Я разворачивался и ставил блоки, но руки, торс и ноги начинали покрываться порезами. Он атаковал без остановки, ведь ему не пришлось провести последние месяцы или годы в камере. Кроме того, он был готов меня убить. В его ударах была ярость — которой я пока не поддавался.
Взяв в руки трезубец, мой брат изменился, и я к этому изменению не был готов.
Манящая бездна вернулась в мой разум, когда горячие гвозди впились глубже в голову, раскаляя злость и жажду насилия.
Был я действительно монстром, как говорил Керз тогда, много лет назад, на Хараатане?
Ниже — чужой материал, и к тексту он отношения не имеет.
PR #731, opened 2023-06-28
Prevent screen reader from reading modal twice

ataker:
## Chromatic

https://prevent-double-screen-reader-modal--60f9b557105290003b387cd5.chromatic.com

## Description
Closes [Screen readers are reading modal content out twice #1849](https://github.com/department-of-veterans-affairs/vets-design-system-documentation/issues/1849)

## Testing done
Tested with Mac Voiceover in chrome and firefox

## Acceptance criteria
- [ ] Screen reader doesn't repeat twice when opening a modal.

## Definition of done

### DIFF
--- a/packages/web-components/src/components/va-modal/va-modal.tsx
+++ b/packages/web-components/src/components/va-modal/va-modal.tsx
@@ -399,18 +399,17 @@ export class VaModal {
       return (
         <Host>
           <div class={wrapperClass} 
-            role={status === 'warning' || status === 'error' ? 'alertdialog' : 'dialog' }
+            role='dialog'
             aria-label={ariaLabel}
             aria-describedby="description"
             aria-modal="true"
-            tabIndex={-1}
           >
             <div class={contentClass}>
               {closingButton}
               <div class={bodyClass}>
                 <div role="document">
                   {modalTitle && (
-                    <h2 class={titleClass} tabIndex={-1} id="heading">
+                    <h2 class={titleClass} tabindex={-1} id="heading">
                       {modalTitle}
                     </h2>
                   )}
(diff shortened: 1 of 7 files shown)


ataker:
I can't get this to consistently work with the proper accessibility tags with the `alertdialog` role. Removing it and all modals will be considered `dialog`.

packages/web-components/src/components/va-modal/va-modal.tsx
```diff
@@ -443,7 +437,7 @@ export class VaModal {
                       <li class="usa-button-group__item">
                         {!unstyled && (
                           <va-button
-                            onClick={e => this.handlePrimaryButtonClick(e)}
+                            onClick={e => this.handleSecondaryButtonClick(e)}
```
ataker, line 440: Not related to the issue, but fixing bug in USWDS modal where both secondary button was performing the action of the primary button.

Andrew565 (approved):
LGTM, as long as it's actually working. Didn't test with a screenreader.

packages/web-components/src/components/va-modal/va-modal.tsx
```diff
@@ -475,8 +469,13 @@ export class VaModal {
       const bodyClass = status ? 'va-modal-alert-body' : 'va-modal-body';
       const titleClass = status ? 'va-modal-alert-title' : 'va-modal-title';
       return (
-        <Host aria-label={ariaLabel} aria-modal="true" role={ariaRole(status)}>
-          <div class={wrapperClass} tabIndex={-1}>
+        <Host>
+          <div class={wrapperClass}
+            role='dialog'
```
jamigibbs, line 474: If we are not toggling between "dialog" and "alertdialog" any longer, is there a utility method we can remove as well?

jamigibbs: Oh my bad! It is removed. :D

ataker:
Feedback I've gotten is that they would prefer the `alertdialog` role with the chance of double reading rather than have everything be `dialog`, so reverting that. This isn't completely fixed, but it does seem isolated to Mac Voiceover and never happens on the first open, so hopefully this will be a rare incident.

Когда я дотла сжег эльдарского ребенка за то, что она оказалась повинна в гибели Сериф, было ли это возмездием или же просто поводом получить садистское удовольствие?
Я пошатнулся, чувствуя, как сумасшествие прорывает и без того слабые швы разума.
Коракс провел точный удар, и трезубец вошел в левую грудную мышцу, погрузился в плоть и за кость. Только заткнувшая рот пластина не дала мне вскрикнуть.
Ярость.
Я оставил на груди Коракса глубокую рану, и он, еще не успевший выдернуть трезубец из моего тела, вдруг оказался в опасном положении.
Ярость.
Я переломил рукоять трезубца надвое, оставив вилы в груди.
Ярость.
Я отшвырнул меч и бросился на Коракса.
Я силен — возможно, физически сильнее всех сыновей моего отца. Коракс сам однажды это заявлял. А теперь почувствовал на себе. Одним ударом кулака я разбил решетку его шлема, открыв перекошенный от боли рот в крови. Второй удар пришелся в область левого уха, отчего голова его дернулась в сторону, а шлем погнулся. Коракс издал пронзительный птичий вопль. Мне хотелось сломать его крылья, расколоть его хрупкий череп. Несмотря на все его попытки сопротивления — колено в грудь, кулак в незащищенные почки, ребро ладони по горлу, — он не мог меня пересилить. Используя свой вес, я повалил его на землю. Он охнул, тяжело упав, и я ударом выбил воздух из его легких. Мои руки тисками сжались вокруг его горла. Я душил Коракса, прижав его руки к земле коленями, а он не мог пошевелиться. Теперь он мог только умереть.
Его шлем при этой свирепой атаке развалился. Я видел, что его темные глаза направлены на меня, и тихая мудрость в них обращена в ужас.
Я сжал руки сильнее и почувствовал, как усиленная гортань поддается моей злобе и медленно ломается. Его глаза вылезли из орбит, и через окровавленные зубы он процедил два слова:
— Сделай это…
Сбоку, на периферии зрения, возникла скелетообразная фигура Ферруса.
— Сделай это… — прохрипел он.
Наверху, в амфитеатре, Неметор, крепко удерживаемый, но не перестающий бороться, прошептал:
— Сделай это…
Так просто. Надо только чуть-чуть сжать пальцы и…
Я замер. Лишь кончиками пальцев удерживавшийся за край бездны, я сумел подняться и откатиться прочь от ее горящих глубин. В этот момент я понял, что мне не освободиться. Я хотел убить Коракса, чтобы утолить свою ярость.
— Убей его, Вулкан! — зарычал Керз, бросаясь к перилам. — Он готов. Получи свою свободу.
— Вернись к своему легиону, — призвал Феррус. — Это единственный путь…
Я убрал руки с горла Коракса и отпустил его. Измученный — физически и морально, — я скатился с брата и упал на спину.
— Нет. Не буду, — проговорил я, тяжело дыша. — Не так.
— Тогда ты обрек себя, — прошипел Феррус.
Не зная, что только что произошло, Коракс поднялся на ноги, подобрал брошенный мной меч и пронзил мне сердце.
Я с криком очнулся. Я вернулся в свою камеру, только по-прежнему лежал на спине. Дверь выглядела целой, и никаких свидетельств моего недавнего побега не было видно. Меня привязали к металлической плите за руки, ноги и шею. Я не мог пошевелиться, а железная пластина во рту не давала говорить.
Вокруг меня стояла группа людей-псайкеров; выглядели они как дикари, а на одеждах и телах их были намалеваны какие-то странные символы.
— Давиниты, — пояснил Керз, входя в поле моего зрения, после чего во внезапном приступе ярости принялся убивать колдунов одного за другим. — Они не справились со своей задачей, — добавил он, когда закончил их кромсать.
Все это было ложью — видениями, помещенными в мою голову.
Керз вынул кляп из моего рта.
— Ты думал, что я убью его? — прорычал я.
Мой брат выглядел глубоко несчастным.
— Ты не благороден. Ты ничем не лучше меня, — пробубнил он, после чего убил меня снова.